── DATA TO USE ──

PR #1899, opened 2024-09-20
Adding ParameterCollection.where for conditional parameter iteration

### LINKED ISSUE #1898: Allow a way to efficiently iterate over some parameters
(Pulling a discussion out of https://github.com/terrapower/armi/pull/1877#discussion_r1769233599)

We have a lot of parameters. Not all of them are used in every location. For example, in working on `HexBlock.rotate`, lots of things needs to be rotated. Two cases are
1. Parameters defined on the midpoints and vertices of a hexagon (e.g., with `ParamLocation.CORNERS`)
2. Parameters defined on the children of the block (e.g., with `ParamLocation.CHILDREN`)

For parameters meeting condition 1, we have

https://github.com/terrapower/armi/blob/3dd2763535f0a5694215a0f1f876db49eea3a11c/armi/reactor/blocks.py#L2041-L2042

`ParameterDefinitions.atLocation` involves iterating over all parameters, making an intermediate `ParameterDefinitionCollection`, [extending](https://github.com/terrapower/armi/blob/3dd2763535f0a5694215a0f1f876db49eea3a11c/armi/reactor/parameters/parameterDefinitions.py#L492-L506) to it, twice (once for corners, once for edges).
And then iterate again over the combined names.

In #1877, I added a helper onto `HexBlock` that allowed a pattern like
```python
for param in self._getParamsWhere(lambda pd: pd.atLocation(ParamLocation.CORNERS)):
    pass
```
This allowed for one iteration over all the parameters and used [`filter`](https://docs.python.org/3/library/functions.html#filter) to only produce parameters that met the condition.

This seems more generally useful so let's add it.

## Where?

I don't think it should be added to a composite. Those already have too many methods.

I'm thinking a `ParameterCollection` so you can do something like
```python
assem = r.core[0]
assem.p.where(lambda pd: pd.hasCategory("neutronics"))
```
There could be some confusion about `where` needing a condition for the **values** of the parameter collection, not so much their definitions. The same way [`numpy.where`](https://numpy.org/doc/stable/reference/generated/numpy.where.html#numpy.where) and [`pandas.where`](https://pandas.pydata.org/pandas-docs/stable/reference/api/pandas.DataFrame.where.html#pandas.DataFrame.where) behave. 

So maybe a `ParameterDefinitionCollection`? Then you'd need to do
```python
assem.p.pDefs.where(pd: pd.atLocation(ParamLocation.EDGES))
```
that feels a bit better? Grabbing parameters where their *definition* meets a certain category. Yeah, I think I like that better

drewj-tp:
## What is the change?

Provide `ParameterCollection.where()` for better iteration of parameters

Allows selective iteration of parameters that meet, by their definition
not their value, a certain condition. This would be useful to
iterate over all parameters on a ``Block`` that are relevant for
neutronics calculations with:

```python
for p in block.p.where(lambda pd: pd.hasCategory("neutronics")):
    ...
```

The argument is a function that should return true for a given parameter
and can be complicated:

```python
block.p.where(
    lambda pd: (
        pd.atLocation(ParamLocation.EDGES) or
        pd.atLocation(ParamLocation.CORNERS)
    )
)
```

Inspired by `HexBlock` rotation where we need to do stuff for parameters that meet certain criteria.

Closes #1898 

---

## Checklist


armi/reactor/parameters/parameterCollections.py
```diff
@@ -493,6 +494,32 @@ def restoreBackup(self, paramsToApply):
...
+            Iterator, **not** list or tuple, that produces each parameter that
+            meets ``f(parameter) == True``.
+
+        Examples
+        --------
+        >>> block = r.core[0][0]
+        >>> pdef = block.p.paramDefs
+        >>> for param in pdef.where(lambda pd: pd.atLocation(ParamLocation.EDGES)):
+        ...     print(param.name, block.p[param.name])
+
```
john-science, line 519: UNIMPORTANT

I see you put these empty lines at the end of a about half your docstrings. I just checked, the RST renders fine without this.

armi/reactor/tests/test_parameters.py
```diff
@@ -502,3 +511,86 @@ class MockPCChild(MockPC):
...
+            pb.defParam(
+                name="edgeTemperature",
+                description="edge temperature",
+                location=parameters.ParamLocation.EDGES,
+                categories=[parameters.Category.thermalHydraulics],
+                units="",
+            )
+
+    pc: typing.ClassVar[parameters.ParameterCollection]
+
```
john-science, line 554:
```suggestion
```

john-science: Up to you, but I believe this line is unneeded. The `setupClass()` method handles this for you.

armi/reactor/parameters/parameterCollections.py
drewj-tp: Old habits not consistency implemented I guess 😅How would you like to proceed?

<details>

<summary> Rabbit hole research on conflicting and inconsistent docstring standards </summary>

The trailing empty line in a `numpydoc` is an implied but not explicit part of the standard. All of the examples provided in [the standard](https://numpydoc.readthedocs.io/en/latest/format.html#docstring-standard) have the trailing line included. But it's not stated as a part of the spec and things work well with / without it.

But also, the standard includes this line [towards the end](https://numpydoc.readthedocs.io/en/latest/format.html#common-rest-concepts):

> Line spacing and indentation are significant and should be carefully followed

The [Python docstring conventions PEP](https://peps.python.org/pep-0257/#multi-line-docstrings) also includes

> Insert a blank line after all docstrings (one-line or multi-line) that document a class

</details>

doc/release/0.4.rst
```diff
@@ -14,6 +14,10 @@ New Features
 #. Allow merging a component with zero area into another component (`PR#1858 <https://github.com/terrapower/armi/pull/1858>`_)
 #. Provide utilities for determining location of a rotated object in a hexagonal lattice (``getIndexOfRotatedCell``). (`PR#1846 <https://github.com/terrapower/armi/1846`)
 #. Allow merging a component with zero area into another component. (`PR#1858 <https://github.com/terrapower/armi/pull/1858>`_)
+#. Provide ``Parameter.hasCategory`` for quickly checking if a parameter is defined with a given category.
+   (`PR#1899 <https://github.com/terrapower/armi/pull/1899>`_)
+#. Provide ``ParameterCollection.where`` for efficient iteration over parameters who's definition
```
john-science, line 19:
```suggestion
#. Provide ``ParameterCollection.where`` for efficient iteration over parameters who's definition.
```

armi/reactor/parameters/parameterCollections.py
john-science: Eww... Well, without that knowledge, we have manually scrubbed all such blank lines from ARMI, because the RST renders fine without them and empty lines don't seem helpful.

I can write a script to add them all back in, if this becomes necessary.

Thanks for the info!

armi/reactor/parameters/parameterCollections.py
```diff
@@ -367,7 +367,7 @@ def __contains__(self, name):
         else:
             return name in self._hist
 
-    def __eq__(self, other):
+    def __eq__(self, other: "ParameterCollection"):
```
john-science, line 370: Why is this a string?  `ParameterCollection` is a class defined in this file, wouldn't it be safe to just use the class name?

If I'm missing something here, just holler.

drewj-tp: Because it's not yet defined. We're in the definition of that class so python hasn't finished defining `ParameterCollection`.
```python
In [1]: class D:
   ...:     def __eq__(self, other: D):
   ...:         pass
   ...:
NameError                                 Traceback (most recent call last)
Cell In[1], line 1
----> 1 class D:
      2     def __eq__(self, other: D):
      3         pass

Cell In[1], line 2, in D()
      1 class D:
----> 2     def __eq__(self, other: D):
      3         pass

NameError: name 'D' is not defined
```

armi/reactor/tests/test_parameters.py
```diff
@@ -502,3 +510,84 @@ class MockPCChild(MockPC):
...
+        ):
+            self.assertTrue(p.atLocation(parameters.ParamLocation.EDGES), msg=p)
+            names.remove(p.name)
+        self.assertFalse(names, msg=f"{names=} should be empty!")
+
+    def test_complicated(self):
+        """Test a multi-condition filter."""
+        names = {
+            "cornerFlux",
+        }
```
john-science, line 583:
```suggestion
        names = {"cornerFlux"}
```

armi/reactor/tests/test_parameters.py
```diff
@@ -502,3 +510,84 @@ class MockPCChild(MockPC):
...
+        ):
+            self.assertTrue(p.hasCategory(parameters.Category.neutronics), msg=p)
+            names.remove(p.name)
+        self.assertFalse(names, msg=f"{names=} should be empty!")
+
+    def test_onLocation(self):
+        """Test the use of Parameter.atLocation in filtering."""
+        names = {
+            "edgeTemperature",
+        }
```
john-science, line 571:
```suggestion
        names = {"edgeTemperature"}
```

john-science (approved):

───
── DATA TO USE ──

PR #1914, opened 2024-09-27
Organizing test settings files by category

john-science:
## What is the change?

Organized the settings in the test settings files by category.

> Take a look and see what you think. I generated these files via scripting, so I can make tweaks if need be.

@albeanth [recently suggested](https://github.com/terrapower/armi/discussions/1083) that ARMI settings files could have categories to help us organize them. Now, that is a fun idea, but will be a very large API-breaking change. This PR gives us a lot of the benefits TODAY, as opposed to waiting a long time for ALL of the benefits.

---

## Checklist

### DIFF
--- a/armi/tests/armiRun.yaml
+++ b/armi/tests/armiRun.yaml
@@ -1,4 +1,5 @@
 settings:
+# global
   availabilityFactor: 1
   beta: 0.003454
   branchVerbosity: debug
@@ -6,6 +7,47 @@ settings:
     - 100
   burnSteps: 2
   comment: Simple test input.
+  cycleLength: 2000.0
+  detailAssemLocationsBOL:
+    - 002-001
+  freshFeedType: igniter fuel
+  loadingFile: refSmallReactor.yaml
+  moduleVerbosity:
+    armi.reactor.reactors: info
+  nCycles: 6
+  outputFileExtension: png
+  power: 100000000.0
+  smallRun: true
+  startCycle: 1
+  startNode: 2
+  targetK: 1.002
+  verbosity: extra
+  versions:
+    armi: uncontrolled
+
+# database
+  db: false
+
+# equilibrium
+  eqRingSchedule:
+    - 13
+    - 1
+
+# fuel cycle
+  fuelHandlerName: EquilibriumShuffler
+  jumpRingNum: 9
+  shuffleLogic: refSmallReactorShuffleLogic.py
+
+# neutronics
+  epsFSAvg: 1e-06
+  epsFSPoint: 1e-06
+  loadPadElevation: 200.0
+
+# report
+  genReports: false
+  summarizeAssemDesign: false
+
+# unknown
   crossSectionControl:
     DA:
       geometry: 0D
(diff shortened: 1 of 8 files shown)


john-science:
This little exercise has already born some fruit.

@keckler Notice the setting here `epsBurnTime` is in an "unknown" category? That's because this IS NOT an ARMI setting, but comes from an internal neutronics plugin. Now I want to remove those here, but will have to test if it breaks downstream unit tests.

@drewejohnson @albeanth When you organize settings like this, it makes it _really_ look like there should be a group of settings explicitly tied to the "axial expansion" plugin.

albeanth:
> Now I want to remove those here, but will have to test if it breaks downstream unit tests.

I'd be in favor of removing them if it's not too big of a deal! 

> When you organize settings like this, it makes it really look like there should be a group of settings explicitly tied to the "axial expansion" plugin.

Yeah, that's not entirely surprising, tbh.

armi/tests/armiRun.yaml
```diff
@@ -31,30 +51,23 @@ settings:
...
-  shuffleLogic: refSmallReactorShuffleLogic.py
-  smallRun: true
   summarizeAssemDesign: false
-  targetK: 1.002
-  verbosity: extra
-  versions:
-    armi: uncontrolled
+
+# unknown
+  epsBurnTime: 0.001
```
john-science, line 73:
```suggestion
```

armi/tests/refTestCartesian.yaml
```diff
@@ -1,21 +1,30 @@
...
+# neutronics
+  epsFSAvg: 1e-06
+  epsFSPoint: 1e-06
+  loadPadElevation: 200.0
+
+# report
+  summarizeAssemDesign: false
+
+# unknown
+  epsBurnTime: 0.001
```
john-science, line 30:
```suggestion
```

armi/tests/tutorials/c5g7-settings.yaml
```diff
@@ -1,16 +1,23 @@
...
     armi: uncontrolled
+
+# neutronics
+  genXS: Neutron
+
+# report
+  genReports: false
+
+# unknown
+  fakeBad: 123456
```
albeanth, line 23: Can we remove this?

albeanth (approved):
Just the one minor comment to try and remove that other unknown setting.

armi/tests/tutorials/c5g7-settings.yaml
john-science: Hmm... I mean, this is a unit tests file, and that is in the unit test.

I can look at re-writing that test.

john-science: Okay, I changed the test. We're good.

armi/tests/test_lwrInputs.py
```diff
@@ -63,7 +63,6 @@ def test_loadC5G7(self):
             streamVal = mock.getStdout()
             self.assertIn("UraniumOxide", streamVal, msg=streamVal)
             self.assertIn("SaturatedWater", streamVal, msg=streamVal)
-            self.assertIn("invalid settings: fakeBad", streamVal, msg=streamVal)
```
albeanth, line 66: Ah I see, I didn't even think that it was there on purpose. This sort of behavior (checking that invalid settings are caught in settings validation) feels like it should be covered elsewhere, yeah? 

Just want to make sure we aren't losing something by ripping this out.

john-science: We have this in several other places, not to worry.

───
── DATA TO USE ──

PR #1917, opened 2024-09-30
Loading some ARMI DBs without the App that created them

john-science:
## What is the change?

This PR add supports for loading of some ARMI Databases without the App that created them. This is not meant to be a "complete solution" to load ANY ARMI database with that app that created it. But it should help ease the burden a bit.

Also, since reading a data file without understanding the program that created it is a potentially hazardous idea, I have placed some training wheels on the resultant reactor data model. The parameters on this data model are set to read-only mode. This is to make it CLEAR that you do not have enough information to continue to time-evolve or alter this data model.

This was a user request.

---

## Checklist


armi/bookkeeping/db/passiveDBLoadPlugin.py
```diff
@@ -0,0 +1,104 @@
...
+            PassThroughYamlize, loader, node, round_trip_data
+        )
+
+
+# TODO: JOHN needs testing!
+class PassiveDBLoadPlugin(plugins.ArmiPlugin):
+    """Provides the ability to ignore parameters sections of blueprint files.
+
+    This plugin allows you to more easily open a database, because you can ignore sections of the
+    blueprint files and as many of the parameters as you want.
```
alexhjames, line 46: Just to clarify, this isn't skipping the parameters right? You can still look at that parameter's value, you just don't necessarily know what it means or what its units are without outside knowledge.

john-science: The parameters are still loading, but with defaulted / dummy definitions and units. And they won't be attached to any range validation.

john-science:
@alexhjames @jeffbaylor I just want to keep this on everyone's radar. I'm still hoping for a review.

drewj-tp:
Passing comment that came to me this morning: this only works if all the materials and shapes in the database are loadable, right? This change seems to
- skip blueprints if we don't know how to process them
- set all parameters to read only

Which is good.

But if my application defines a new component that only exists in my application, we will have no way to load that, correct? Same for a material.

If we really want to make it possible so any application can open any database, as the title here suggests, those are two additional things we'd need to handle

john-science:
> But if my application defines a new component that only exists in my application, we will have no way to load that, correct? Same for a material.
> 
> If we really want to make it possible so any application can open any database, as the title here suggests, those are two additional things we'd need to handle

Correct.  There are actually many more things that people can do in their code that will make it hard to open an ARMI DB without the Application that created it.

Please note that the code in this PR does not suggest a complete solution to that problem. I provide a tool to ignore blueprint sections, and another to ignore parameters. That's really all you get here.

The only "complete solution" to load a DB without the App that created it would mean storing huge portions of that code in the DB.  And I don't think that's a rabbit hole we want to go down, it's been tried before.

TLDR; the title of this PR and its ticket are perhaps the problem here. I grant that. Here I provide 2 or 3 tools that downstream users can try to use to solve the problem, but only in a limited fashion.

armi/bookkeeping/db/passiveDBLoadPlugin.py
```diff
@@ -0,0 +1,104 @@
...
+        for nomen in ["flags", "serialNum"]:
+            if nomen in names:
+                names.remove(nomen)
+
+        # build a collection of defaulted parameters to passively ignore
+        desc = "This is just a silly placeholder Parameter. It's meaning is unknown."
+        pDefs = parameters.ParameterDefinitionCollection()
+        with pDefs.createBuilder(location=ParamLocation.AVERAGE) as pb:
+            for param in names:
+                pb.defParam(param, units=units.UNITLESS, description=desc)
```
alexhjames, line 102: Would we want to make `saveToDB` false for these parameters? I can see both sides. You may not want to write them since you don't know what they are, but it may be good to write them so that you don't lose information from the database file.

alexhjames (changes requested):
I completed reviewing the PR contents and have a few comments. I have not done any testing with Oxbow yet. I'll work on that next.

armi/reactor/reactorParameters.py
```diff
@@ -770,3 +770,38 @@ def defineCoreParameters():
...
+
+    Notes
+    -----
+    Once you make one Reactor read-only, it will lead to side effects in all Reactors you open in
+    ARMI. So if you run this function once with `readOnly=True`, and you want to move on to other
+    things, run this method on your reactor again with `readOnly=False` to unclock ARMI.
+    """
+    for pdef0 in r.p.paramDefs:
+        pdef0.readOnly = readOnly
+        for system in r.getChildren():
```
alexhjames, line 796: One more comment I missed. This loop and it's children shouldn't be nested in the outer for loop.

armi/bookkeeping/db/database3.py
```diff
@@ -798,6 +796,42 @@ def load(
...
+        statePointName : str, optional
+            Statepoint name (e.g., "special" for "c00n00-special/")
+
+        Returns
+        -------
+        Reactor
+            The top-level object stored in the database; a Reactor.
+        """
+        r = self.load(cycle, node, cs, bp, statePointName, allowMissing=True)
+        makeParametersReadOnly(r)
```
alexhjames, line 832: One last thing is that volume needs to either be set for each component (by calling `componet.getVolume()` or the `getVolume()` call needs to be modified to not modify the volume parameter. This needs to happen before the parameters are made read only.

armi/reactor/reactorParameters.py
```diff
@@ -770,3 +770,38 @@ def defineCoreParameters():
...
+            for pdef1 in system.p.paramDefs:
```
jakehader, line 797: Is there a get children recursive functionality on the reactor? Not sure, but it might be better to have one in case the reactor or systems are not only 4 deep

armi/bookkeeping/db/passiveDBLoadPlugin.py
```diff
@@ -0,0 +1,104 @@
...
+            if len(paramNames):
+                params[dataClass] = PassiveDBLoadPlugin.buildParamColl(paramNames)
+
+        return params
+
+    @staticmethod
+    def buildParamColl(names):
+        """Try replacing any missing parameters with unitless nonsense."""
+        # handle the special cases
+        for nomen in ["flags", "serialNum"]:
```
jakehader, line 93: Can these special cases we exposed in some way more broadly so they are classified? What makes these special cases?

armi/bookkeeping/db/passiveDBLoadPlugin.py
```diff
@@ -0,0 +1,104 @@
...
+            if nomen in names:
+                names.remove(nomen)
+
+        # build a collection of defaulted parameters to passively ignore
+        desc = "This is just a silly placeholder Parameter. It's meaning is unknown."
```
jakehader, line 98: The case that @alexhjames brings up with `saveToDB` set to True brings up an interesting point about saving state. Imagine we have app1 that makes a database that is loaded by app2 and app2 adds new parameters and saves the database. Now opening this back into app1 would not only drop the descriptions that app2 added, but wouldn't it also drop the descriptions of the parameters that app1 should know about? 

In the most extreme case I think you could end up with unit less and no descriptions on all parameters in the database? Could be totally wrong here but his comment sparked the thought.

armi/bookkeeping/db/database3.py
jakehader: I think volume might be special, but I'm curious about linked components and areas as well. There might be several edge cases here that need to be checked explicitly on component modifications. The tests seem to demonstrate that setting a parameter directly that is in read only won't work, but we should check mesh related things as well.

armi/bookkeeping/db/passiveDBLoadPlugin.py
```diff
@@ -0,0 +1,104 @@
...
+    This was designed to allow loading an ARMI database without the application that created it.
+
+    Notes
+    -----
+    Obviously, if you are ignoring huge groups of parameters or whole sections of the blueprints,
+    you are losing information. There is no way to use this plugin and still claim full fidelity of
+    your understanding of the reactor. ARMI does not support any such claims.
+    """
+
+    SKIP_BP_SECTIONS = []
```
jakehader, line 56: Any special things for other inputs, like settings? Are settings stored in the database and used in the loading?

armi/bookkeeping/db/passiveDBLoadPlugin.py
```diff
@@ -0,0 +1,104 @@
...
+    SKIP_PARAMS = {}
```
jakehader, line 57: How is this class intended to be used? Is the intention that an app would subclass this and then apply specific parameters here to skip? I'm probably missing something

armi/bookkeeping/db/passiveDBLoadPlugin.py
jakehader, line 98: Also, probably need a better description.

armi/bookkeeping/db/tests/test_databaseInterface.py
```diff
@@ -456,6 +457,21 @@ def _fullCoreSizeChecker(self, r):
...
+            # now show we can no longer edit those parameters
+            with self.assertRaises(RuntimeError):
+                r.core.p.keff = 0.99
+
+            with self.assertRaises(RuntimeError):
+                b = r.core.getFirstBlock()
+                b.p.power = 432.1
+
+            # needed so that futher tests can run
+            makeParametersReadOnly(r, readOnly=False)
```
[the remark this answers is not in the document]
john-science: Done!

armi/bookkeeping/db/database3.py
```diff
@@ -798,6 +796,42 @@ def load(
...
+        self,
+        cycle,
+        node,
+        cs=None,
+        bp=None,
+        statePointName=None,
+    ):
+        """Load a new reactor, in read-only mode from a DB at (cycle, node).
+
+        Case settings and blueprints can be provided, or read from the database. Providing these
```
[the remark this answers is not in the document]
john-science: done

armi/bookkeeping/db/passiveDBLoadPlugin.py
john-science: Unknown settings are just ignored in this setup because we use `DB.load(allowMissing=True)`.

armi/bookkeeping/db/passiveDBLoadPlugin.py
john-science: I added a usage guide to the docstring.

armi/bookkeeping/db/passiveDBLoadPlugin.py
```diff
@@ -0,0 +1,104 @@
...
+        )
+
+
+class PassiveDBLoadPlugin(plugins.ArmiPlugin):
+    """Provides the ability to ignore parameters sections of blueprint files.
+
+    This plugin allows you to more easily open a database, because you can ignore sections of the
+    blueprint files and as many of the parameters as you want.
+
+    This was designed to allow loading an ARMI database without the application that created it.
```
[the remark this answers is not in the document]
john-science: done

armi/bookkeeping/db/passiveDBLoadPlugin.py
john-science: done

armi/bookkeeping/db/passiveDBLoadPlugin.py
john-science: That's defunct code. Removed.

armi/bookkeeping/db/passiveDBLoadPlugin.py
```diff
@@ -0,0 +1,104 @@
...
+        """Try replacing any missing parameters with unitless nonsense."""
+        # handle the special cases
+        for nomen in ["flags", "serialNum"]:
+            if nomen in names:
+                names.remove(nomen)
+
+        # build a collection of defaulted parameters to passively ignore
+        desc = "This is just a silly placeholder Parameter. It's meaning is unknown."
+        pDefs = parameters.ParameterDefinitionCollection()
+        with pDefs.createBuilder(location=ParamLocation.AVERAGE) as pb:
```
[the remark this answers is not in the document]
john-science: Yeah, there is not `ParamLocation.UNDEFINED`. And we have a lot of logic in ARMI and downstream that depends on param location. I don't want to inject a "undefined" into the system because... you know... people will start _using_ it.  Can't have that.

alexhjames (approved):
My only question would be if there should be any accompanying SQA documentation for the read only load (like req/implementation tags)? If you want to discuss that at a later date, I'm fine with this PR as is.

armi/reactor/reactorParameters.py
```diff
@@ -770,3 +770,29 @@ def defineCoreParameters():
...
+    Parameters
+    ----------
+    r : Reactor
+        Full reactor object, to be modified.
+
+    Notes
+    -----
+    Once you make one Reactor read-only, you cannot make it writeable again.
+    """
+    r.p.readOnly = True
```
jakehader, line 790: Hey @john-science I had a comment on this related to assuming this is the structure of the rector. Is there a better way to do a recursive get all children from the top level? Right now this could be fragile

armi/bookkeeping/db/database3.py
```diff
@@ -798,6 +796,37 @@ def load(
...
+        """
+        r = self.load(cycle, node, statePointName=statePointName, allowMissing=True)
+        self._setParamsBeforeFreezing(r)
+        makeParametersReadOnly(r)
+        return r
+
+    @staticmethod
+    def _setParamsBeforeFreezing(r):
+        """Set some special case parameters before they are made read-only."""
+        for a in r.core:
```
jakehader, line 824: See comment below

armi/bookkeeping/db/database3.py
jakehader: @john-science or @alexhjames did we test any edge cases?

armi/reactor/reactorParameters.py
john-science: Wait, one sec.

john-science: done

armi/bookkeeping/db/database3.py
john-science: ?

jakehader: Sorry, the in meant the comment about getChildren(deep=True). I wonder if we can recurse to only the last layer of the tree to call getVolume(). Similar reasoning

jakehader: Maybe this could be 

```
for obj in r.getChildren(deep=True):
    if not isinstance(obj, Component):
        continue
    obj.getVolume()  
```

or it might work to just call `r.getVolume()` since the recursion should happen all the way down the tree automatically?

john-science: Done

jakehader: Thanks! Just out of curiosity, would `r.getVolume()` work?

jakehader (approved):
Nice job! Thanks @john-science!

───

**TASK TO CARRY OUT**
Could you reproduce exactly the lines of the entries above, from the one with "john-science: Up to" through the one with "<summary> Rabbit hole", and nothing else?

**ANSWER FOR THIS EXERCISE**
john-science: Up to you, but I believe this line is unneeded. The `setupClass()` method handles this for you.

armi/reactor/parameters/parameterCollections.py
drewj-tp: Old habits not consistency implemented I guess 😅How would you like to proceed?

<details>

<summary> Rabbit hole research on conflicting and inconsistent docstring standards </summary>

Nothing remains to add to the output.